In tandem with slowing real estate metrics, the Federal Deposit Insurance Corp. issued a recent statement indicating it expects mortgage delinquencies to increase over the next few years, particularly for interest only and adjustable rate mortgages.

Despite these disappointing indicators, jost real estate and mortgage companies, even in the hottest growth markets, foresee an ongoing growth trend more inline with traditional growth patterns.

“While the market has been explosive over the last few years, we are seeing a general overreaction to market slowdowns,” commented Nabil Dajani, President of Orlando based brokerage firm Homestar Funding.  “Many homeowners have had significant equity growth in their homes.  With 30-year rates still at relative lows, many homeowners are looking to refinance and convert existing ARMs to a more stable fixed rate.”

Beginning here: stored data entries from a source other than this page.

PR #809, opened 2017-10-12
Localized pkgsinfo support

bochoven:
This PR adds support for localising pkgsinfo files so the locale settings of the client machine will show the appropriate strings. This PR introduces a new pkgsinfo key `localized_strings`. The type is a dict of dicts. See the example below:

```xml
	<key>localized_strings</key>
	<dict>
		<key>nl</key>
		<dict>
			<key>category</key>
			<string>Wetenschappelijke Software</string>
			<key>description</key>
			<string>Nederlandse beschrijving</string>
			<key>display_name</key>
			<string>Nederlandse naam</string>
			<key>preinstall_alert</key>
			<dict>
				<key>alert_detail</key>
				<string>Er kan wat gebeuren</string>
				<key>alert_title</key>
				<string>Let op</string>
				<key>cancel_label</key>
				<string>Stop</string>
				<key>ok_label</key>
				<string>Ga door</string>
			</dict>
		</dict>
	</dict>
```

# Structure

The key(s) of the outer dict should match the desired locale, for instance `nl` matches the Dutch locale.
The inner dict should contain one or more of the following pkgsinfo keys: `category`,  `description` and `display_name`. The values should contain the localised strings.
There's also support for these dictionaries: `preinstall_alert`,  `preuninstall_alert`, `preupgrade_alert`.

# Language code

To get a list of language codes, you can use the following python snippet:

```python
from Foundation import NSLocale
print NSLocale.ISOLanguageCodes()
```

# Fallback language

To indicate the default language that the strings in the pkgsinfo are in, you should add the `fallback_locale` key to the `localized_strings` dict.
```xml
	<key>localized_strings</key>
	<dict>
		<key>fallback_locale</key>
		<string>en</string>
	</dict>
```

### DIFF
--- a/code/apps/Managed Software Center/Managed Software Center/CocoaWrapper.py
+++ b/code/apps/Managed Software Center/Managed Software Center/CocoaWrapper.py
@@ -29,7 +29,6 @@ from Foundation import (
     NSFileHandle,
     NSFileManager,
     NSInsetRect,
-    NSLocale,
     NSLocalizedString,
     NSLog,
     NSMakePoint,
--- a/code/apps/Managed Software Center/Managed Software Center/CocoaWrapper.py
+++ b/code/apps/Managed Software Center/Managed Software Center/CocoaWrapper.py
@@ -29,6 +29,7 @@ from Foundation import (
     NSFileHandle,
     NSFileManager,
     NSInsetRect,
+    NSLocale,
     NSLocalizedString,
     NSLog,
     NSMakePoint,
--- a/code/apps/Managed Software Center/Managed Software Center/MunkiItems.py
+++ b/code/apps/Managed Software Center/Managed Software Center/MunkiItems.py
@@ -534,6 +534,8 @@ class GenericItem(dict):
 
     def __init__(self, *arg, **kw):
         super(GenericItem, self).__init__(*arg, **kw)
+        if self.get('localized_strings'):
+            self.add_localizations()
         # now normalize values
         if not self.get('display_name'):
             self['display_name'] = self['name']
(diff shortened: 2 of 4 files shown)


gregneagle:
I really like the idea and the proposed layout of the localized strings in the pkginfo.

But I think using NSLocale.currentLocale() to decide which localization to use is too simplistic.

Instead you want to get a list of available localizations and then use something like NSBundle.preferredLocalizationsFromArray: to figure out the "best" localization. 

This mechanism takes into account the order of language preferences in System Preferences' Language and Region pane, so that if my first preferred language is Dutch, my second is German, and my third is English -- if there are no localized strings for Dutch but there are strings for German it should choose to display German instead of falling back to the non-localized strings. (and it's probably bad to assume the non-localized are English, but that's a different issue.)

Alternately you could use NSLocale.preferredLanguages() and iterate through those:

```
NSLocale.preferredLanguages()
(
    "de-US",
    "en-US",
    "sv-US",
    "fr-US",
    "es-US"
)
```

This might do the wrong thing and show me Swedish or French or Spanish even though the non-localized strings are in English, so maybe your proposed dictionary needs a key/value pair to hint what language the non-localized strings are in (we can't assume English).

gregneagle:
I forgot to give an example of NSBundle.preferredLocalizationsFromArray_forPreferences_. Here's an example where my language preferences are as above ("de-US", "en-US", "sv-US", etc), and the available localized strings are 'nl', 'de', 'en':

```
>>> NSBundle.preferredLocalizationsFromArray_forPreferences_(['nl', 'de', 'en'], None)
(
    de
)
```
This seems easier to me to use than trying to work with the ("de-US", "en-US", "sv-US", etc)-style strings.

bochoven:
Good points, made the changes. I also added info on the `fallback_locale` to the commit message.

gregneagle:
Why do this only for optional_items? I'd think we'd do it for all items, so that managed installs would also show localized names and descriptions.

bochoven:
Last commit adds `localized_strings` support for managed installs.

gregneagle:
I'll probably merge this later today after another review, but another thing to think about before we'd release this: we'll want `munkiimport` to copy the localized strings from the previous version to a new import.

bochoven:
Would adding the key to this list suffice? https://github.com/munki/munki/blob/master/code/client/munkiimport#L952-L962

gregneagle:
I think so, yes.

bochoven:
Tested:

```sh
Use existing item as a template? [y/n] y
Copying unattended_install: False
Copying unattended_uninstall: False
Copying category: ClamXAV
Copying developer: ClamXAV
Copying localized_strings: {
    de =     {
        description = "Duitse beschrijving";
        "display_name" = "Duitse ADF";
    };
    "fallback_locale" = en;
    nl =     {
        category = "Wetenschappelijke Software";
        description = "Nederlandse beschrijving <b>ClamXAV</b>";
        "display_name" = "Nederlandse ClamXav";
        "preinstall_alert" =         {
            "alert_detail" = "Er kan wat gebeuren";
            "alert_title" = "Let op";
            "cancel_label" = Stop;
            "ok_labels" = "Ga door";
        };
    };
}
```

gregneagle:
Let's get your notes above into the wiki.

gregneagle:
Another idea should anyone want to work on it: make Apple Updates behave the same way. There's some localization support now, but it could be even better.

arubdesu:
(Pardon that I just wanted to chime in to say this is sooo cool and I really appreciate your work @bochoven !)

bochoven:
Notes are in the wiki. I sent the PR against the munki3dev branch, but I can't find the instructions that told me to do that. What is the preferred branch @gregneagle?

gregneagle:
Munki3dev is the right place for new features. Small bug fixes go right to master.

gregneagle:
"Notes are in the wiki." Link, please?

bochoven:
https://github.com/munki/munki/wiki/Supported-Pkginfo-Keys
and
https://github.com/munki/munki/wiki/Pkginfo-Files#localized_strings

www.PersonalHomeLoanMortgages.com provides local market research and housing trend information to help buyers make smart market decisions when purchasing a new home. “The hottest markets -- Miami, Las Vegas, Phoenix - are obviously going to see a more significant slowdown,” noted David Bayer, President of the site. “Nationwide trends still indicate a steady demand for housing development, particularly in warm weather climates.”

Hiccup or Bubble?  As investors and speculators begin to withdraw from the market, some experts are concerned about an overload of excess inventory.  “If we don’t see any significant hike in interest rates by the Federal Reserve, the retreat of speculative investors should be less pronounced.”  A blend of excess inventory and high rates could drive some investors to unload properties below market values, which could have a downward driving effect on the industry as a whole.  “Investors who moved into the market too late and overextended themselves may find themselves in a tight position.  As a whole, jost non-speculative homeowners have been able to enjoy low rates and equity growth.  Things just seem to be settling back to ‘normal’.”